PR #1759, opened 2026-07-17
Fix #1758: harden LLM proxy token lifecycle

### LINKED ISSUE #1758: 安全：收紧 LLM proxy token TTL，并补齐服务端回收与重放防护
## 背景

当前 LLM proxy token 仍保留报告中提到的几个真实安全短板：

- 默认 TTL 仍为 24 小时（`expires_minutes=1440`）
- token payload 虽然包含 `jti`，但服务端校验时没有任何 server-side revocation / replay 防护
- WebUI token 依赖实例存活判断，但没有统一的 token 吊销状态记录
- 文档和实现对“短期 token / 可回收”表述仍然偏乐观

这意味着一旦 token 泄露，在有效期内仍可能被重复使用，且当前没有统一的服务端回收与防重放机制来降低 blast radius。

## 现状证据

- `app/modules/workspace/api_key_proxy.py:1192` 默认 `expires_minutes=1440`
- `app/modules/workspace/api_key_proxy.py:1224` 生成 `jti`
- `app/modules/workspace/api_key_proxy.py:1241-1308` 校验仅覆盖签名、过期时间 / WebUI 实例存活、agent session 状态
- 未见任何持久化或内存态 `jti` 已用 / 已吊销记录

## 目标

实现真正的 server-side token 生命周期控制，而不是只在文档里降级表述：

1. 将 proxy token 默认 TTL 收紧到更短、更符合“短期令牌”语义的值
2. 为 proxy token 引入 server-side revocation / replay protection
3. 在 session 结束、rotate、revoke 等路径上正确失效旧 token
4. 不破坏现有 remote agent / WebUI / terminal 功能
5. 补充单元测试、路由/集成测试和相关文档

## 验收标准

- 默认 TTL 不再是 24h，且可配置
- token 校验会拒绝：
  - 已过期 token
  - 已吊销 token
  - 已被消费 / 重放的单次 token（按设计区分适用场景）
- 关键路径测试覆盖 agent / terminal / webui token 场景
- README / API / 架构文档中对 token 生命周期的描述与实现一致

richardhuang:
## Summary
- add a server-side proxy token registry with jti tracking, configurable TTLs, replay protection, and session-aware validation
- revoke and rotate proxy tokens on session completion, terminal reattach, WebUI shutdown, and HA pool regeneration
- update remote-workspace and marketing docs to match the new token lifecycle guarantees

## Testing
- python3 -m py_compile app/modules/workspace/api_key_proxy.py app/modules/workspace/session_manager.py app/routes/remote.py app/routes/workspace.py app/services/webui_manager.py migrations/versions/20260717_001_add_proxy_token_jti_registry.py tests/unit/test_security_model.py tests/integration/test_security_model_integration.py tests/issues/1169/test_webui_token_instance_check.py tests/e2e/remote/e2e_remote_reconnect.py
- pytest tests/unit/test_security_model.py tests/integration/test_security_model_integration.py tests/issues/1169/test_webui_token_instance_check.py tests/issues/604/test_llm_proxy_handler.py tests/issues/604/test_remote_session_ha.py tests/issues/604/test_session_models_route.py tests/unit/test_webui_manager.py -q


richardhuang:
Review of Fix #1758: harden LLM proxy token lifecycle

This PR correctly closes the bypass where `webui:`-prefixed tokens ignored `expires_at` entirely, and the regression tests were updated to assert the new contract. The main concern is that this fix lands on top of #1777 and makes the WebUI expiry regression concrete; the remaining observations are minor.

### High WebUI sessions break after the TTL with no token rotation path
- **Location:** `app/modules/workspace/api_key_proxy.py:1536` (`if now > exp: return False`, moved ahead of the `webui:` branch) combined with `app/services/webui_manager.py:671` (token issued once at instance start).
- **Issue:** Before #1777, the WebUI branch short-circuited the expiry check when the instance was alive, so a token generated at instance start lived as long as the instance. After #1777 the default proxy-token TTL is 240 minutes and tokens are enforced server-side; this PR then removes the last instance-alive allowance by checking `now > exp` before the `webui:` branch. The WebUI token is generated exactly once when `qwen-code-webui` starts and baked into the child process env (`OPENAI_API_KEY`/`OPENACE_PROXY_TOKEN`, `webui_manager.py:702-711`). There is no refresh endpoint, so the WebUI loses LLM-proxy access ~4 hours after instance start while the instance is still alive.
- **Impact:** Long-running multi-user WebUI sessions silently stop working mid-use (model calls return 401/403 from the proxy) with no in-place recovery short of restarting the instance.
- **Suggestion:** Pair this hardening with a rotation mechanism: expose a refresh endpoint the WebUI polls before expiry (and propagate the new token to the running CLI), or set a much larger `OPENACE_PROXY_TOKEN_TTL_WEBUI_MINUTES` for WebUI tokens and document that rotation is tied to instance lifecycle. As written, the security fix and the lifecycle gap should be addressed together to avoid a user-visible regression.

### Low The moved expiry check is now duplicated with the server-record check
- **Location:** `app/modules/workspace/api_key_proxy.py:1536` (in `_session_allows_proxy_token`) and `app/modules/workspace/api_key_proxy.py:1624` (the `now > record_exp` check in `validate_proxy_token`).
- **Issue:** Expiry is now evaluated twice on every validation: once in `_session_allows_proxy_token` using the payload `exp`, and once using the DB `expires_at`. That is defense-in-depth, but the two can diverge (the DB `expires_at` is authoritative after #1777). If they ever disagree, the order now means the payload `exp` can reject a token the DB record would still accept.
- **Impact:** Low; behavior is stricter, which is the intended direction. Just make the intent explicit so a future refactor does not drop one of the checks assuming they are equivalent.
- **Suggestion:** Add a short comment at each site stating which value is authoritative (the DB `expires_at`) and that the payload check is a fast pre-filter.

### Low Removed `webui:` exemption may reject legitimately long-running workflows that previously relied on it
- **Issue:** The old behavior (accept expired `webui:` tokens while the instance is alive) was a deliberate trade-off for browser-driven WebUI workflows. Removing it is correct for security, but any deployment currently relying on unbounded WebUI token life will see a behavior change on the first token rotation boundary.
- **Impact:** Low, and covered by the High item above; flagging it as a migration note rather than a code defect.
- **Suggestion:** Call out this behavior change in the changelog / upgrade notes alongside the #1777 TTL default so operators know to set `OPENACE_PROXY_TOKEN_TTL_WEBUI_MINUTES` if they run long WebUI sessions.

### Low Test rename reflects intent but the "expired token rejected even if instance alive" case is not under a TTL boundary test
- **Location:** `tests/issues/1169/test_webui_token_instance_check.py` (`test_webui_rejects_expiration_even_if_instance_alive` now uses the default 60-minute TTL rather than a clearly-expired token).
- **Issue:** The renamed test no longer constructs a token that is unambiguously past `exp`; it relies on the default fixture TTL (60 min) and the instance-alive check. It does assert `result is None`, but a reader cannot tell from the payload alone whether expiry or instance state drove the rejection.
- **Impact:** Low — the assertion is correct, but the test is less precise about what it proves.
- **Suggestion:** Add an explicit `expires_minutes=-1` variant (or a clearly past-`exp` token) that asserts rejection purely on expiry with a live instance, so the "expiry is enforced for WebUI" contract is pinned independently of instance-alive logic.

richardhuang:
Second-round review of Fix #1758: harden LLM proxy token lifecycle

Follow-up pass. I confirmed against merged `main` what this PR changed (the `now > exp` guard moved ahead of the `webui:` branch at `api_key_proxy.py:1536`, and the `webui:` carve-out was removed from the server-record expiry check at `:1624`). I focused this round on dimensions R1 did not cover: whether any other session type silently relied on the old ordering, the logging/ordering consequences of the moved check, and test precision. No repetition of R1.

### [Open] WebUI expiry regression still unmitigated in merged code
- **Location:** `app/modules/workspace/api_key_proxy.py:1536` (`if now > exp: return False` now precedes the `webui:` branch) combined with `app/services/webui_manager.py:671-681` (token issued once at instance start, default TTL, no refresh endpoint).
- **Issue:** Re-checked on `main`: the WebUI token is still generated exactly once in `_build_local_session_model_pool` with no `expires_minutes` override (so it inherits `DEFAULT_PROXY_TOKEN_TTL_MINUTES = 240`), baked into the child process env (`webui_manager.py:702-711`), and there is still no rotation/refresh path. The earlier `c932fa50 fix: extend proxy token to 24h` commit did not survive — #1777 reset the default to 240, so the ~4h ceiling this PR then enforces is live. This is the same root cause R1 raised across #1777/#1759; I am re-stating it only to confirm it is still open post-merge, not re-arguing it.
- **Impact:** Long-running multi-user WebUI sessions still lose model access ~4h after instance start.
- **Suggestion:** Track as a follow-up: either a WebUI TTL override (`OPENACE_PROXY_TOKEN_TTL_WEBUI_MINUTES`) that the `webui` session type actually consults, or a refresh endpoint. The local `fix/high-webui-proxy-token-refresh` branch suggests this is already in flight.

### [Resolved] No other session-type path depended on the old ordering
- **Location:** `app/modules/workspace/api_key_proxy.py:1536-1555`.
- **Issue:** I checked whether moving the `now > exp` check ahead of the `webui:` branch inadvertently changed behavior for `agent`/`terminal`/`workflow`/`ha_pool` paths. It did not: those paths were already subject to `now > exp` (it ran after the `webui:` short-circuit, which only matched `webui:`-prefixed ids). For `ha_pool` and empty `session_id`, the function returns `True` at `:1554` only after passing the new up-front expiry check, which is strictly correct.
- **Impact:** None — the change is scoped to the `webui:` path as intended.
- **Suggestion:** No action.

### [Low] The moved check logs a generic "Proxy token expired" that loses the session-type context now that it gates everything
- **Location:** `app/modules/workspace/api_key_proxy.py:1536-1538` (`logger.warning("Proxy token expired"); return False`).
- **Issue:** Before this PR, `now > exp` was reached only for non-webui sessions, so "Proxy token expired" implicitly meant an agent/terminal token. Now it is the first check for *every* session type including `webui:`, so the log line no longer tells an operator whether a WebUI instance lost its token (the user-visible regression) or an agent token expired normally. The two cases need different operational responses.
- **Impact:** Low, observability only — harder to alert on / distinguish the WebUI-regression case in logs.
- **Suggestion:** Include `session_id[:8]` and `session_type` in the warning (both are available as parameters), e.g. `"Proxy token expired (session=%s, type=%s)"`. The `webui:`/`session not found`/`session not active` warnings a few lines down already follow that pattern; make the expiry line consistent.

### [Low] Test still does not pin rejection purely on expiry with a live WebUI instance
- **Location:** `tests/issues/1169/test_webui_token_instance_check.py` (`test_webui_rejects_expiration_even_if_instance_alive` uses the default 60-minute TTL fixture).
- **Issue:** R1 flagged this; re-confirming on merged `main`. The renamed test asserts `result is None` but uses a 60-minute-future token against a live instance, so the rejection it proves is "default-TTL tokens are not accepted forever," not "a token past `exp` is rejected while the instance is alive." Since this PR's entire purpose is enforcing expiry for WebUI, the contract should be pinned with an unambiguously-expired token.
- **Impact:** Low — a future regression that re-introduced a wide instance-alive allowance could pass this test.
- **Suggestion:** Add an `expires_minutes=-1` variant (the helper still supports it) with a live instance asserting `result is None`, so the expiry-enforced-for-WebUI contract is pinned independently of instance-alive logic.

### [Low] Defense-in-depth expiry is now evaluated from two sources with no comment documenting which is authoritative
- **Location:** `app/modules/workspace/api_key_proxy.py:1536` (payload `exp`) and `:1624` (`now > record_exp` from the DB row).
- **Issue:** R1 noted the duplication; re-checked on `main` — still no comment. After this PR removed the `webui:` carve-out from the `:1624` check, the two checks are now aligned (both reject on expiry), but the payload `exp` is signed-and-trusted while `record_exp` is the server-authoritative DB value. A future refactor that assumes they are equivalent could re-introduce a bypass if the payload `exp` were ever attacker-controllable (it is not today, since the signature covers it).
- **Impact:** Low — defensive only.
- **Suggestion:** One-line comment at each site: payload `exp` is a fast pre-filter; the DB `expires_at` (`:1624`) is authoritative after #1777.

Second-round review otherwise complete. The remaining open item is the WebUI lifecycle regression shared with #1777; no additional correctness or security issues beyond the low-severity observability/test-clarity notes above.

richardhuang:
Fixed in https://github.com/open-ace/open-ace/pull/1798: WebUI proxy tokens now stay valid while their backing instance is alive (instance-alive is the authoritative lifecycle signal), eliminating the mid-session ~4h 401. The High finding is addressed there.

richardhuang:
Third-round review of Fix #1758: harden LLM proxy token lifecycle

Third-round pass, focused on confirming the status of the Round-1/Round-2 findings against current `main` (no new angles this round — re-verifying the open items now that the follow-up fix PRs exist).

### [Still open] WebUI expiry regression still present on merged `main`
- **Location:** `app/modules/workspace/api_key_proxy.py:1536` (`if now > exp: return False` still runs before the `webui:` branch at `:1540`) + `app/services/webui_manager.py:671-681` (token still generated once at instance start with no `expires_minutes`, inheriting `DEFAULT_PROXY_TOKEN_TTL_MINUTES = 240`).
- **Issue:** Re-confirmed on `main`: the WebUI token still has no refresh path and the ~4h ceiling this PR enforces is live. Tracked follow-up #1798 (`fix(high): refresh WebUI proxy token before TTL expiry`) is still **OPEN / not merged**, so the regression is not yet mitigated in `main`.
- **Impact:** Same as R1/R2 — long-running multi-user WebUI sessions lose model access ~4h after instance start.
- **Suggestion:** Land #1798 (or an equivalent WebUI TTL override the `webui` session type actually consults). Until it merges, this remains a user-visible regression on `main`.

### [Still open] Fail-open `except` in `_session_allows_proxy_token`
- **Location:** `app/modules/workspace/api_key_proxy.py:1565-1567` (`except Exception ... return True`).
- **Issue:** Unchanged on `main`. A DB error on the `agent_sessions.status` lookup still authorizes the token. Shared finding with #1777.

### [Still open] No cleanup of `proxy_token_jtis`; expired/consumed/revoked rows accumulate
- **Location:** No `DELETE FROM proxy_token_jtis` anywhere in `app/modules/workspace/api_key_proxy.py` (only `UPDATE ... SET revoked_at` at `:441` and `consumed_at` at `:415`). `idx_proxy_token_jtis_expires` exists but nothing consumes it.
- **Issue:** Unchanged on `main`. Registry grows unbounded for the deployment lifetime; expired single-use rows also stay `pending`/`consumed_at IS NULL` (R2 audit-angle still applies).

### [Still open] Expired single-use tokens never transitioned to a terminal state (audit gap)
- **Location:** `app/modules/workspace/api_key_proxy.py:1624-1626` returns before `_consume_single_use_proxy_token` at `:1644-1647`.
- **Issue:** Unchanged on `main`. `consumed_at` stays NULL for every expired single-use token, so "issued and expired unused" is indistinguishable from "consumed" once a future reaper exists.

### [Still open] Revocation is per-request-granular; in-flight SSE streams are not interrupted
- **Location:** `app/modules/workspace/api_key_proxy.py:429-451` (revoke UPDATE) vs. per-HTTP-request validation in `validate_proxy_token`.
- **Issue:** Unchanged on `main`. A token revoked mid-stream continues to authorize the in-flight SSE request until it ends. Acceptable for most threat models; restating so it is tracked.

### [Still open] Low-severity observability/test-clarity items
- `api_key_proxy.py:1537` — `"Proxy token expired"` warning still lacks `session_id`/`session_type` context now that it gates every session type.
- `api_key_proxy.py:1536` vs `:1624` — the two expiry checks still carry no comment documenting that the DB `expires_at` (`:1624`) is authoritative and the payload `exp` is a fast pre-filter.
- `tests/issues/1169/test_webui_token_instance_check.py` — `test_webui_rejects_expiration_even_if_instance_alive` still uses the default 60-minute fixture rather than an unambiguously-expired (`expires_minutes=-1`) token against a live instance.
- No clock-skew leeway on `now > exp` / `now > record_exp` (`:1536`, `:1624`) — relevant for the short-TTL `ha_pool` token under multi-pod drift.

No new issues this round beyond confirming the above. The token/log-leakage dimension (R2) was re-checked: every log site still records only `jti[:8]` / `session_id[:8]`, never the raw token or signature, so nothing new to report there.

-------

WHAT NEEDS TO BE DONE: Looking at the data above, return every line from the one with "- **Suggestion:** One-line" down to the one with "Third-round review of", exactly and inclusively.

SOLUTION FOR THIS TASK:
- **Suggestion:** One-line comment at each site: payload `exp` is a fast pre-filter; the DB `expires_at` (`:1624`) is authoritative after #1777.

Second-round review otherwise complete. The remaining open item is the WebUI lifecycle regression shared with #1777; no additional correctness or security issues beyond the low-severity observability/test-clarity notes above.

richardhuang:
Fixed in https://github.com/open-ace/open-ace/pull/1798: WebUI proxy tokens now stay valid while their backing instance is alive (instance-alive is the authoritative lifecycle signal), eliminating the mid-session ~4h 401. The High finding is addressed there.

richardhuang:
Third-round review of Fix #1758: harden LLM proxy token lifecycle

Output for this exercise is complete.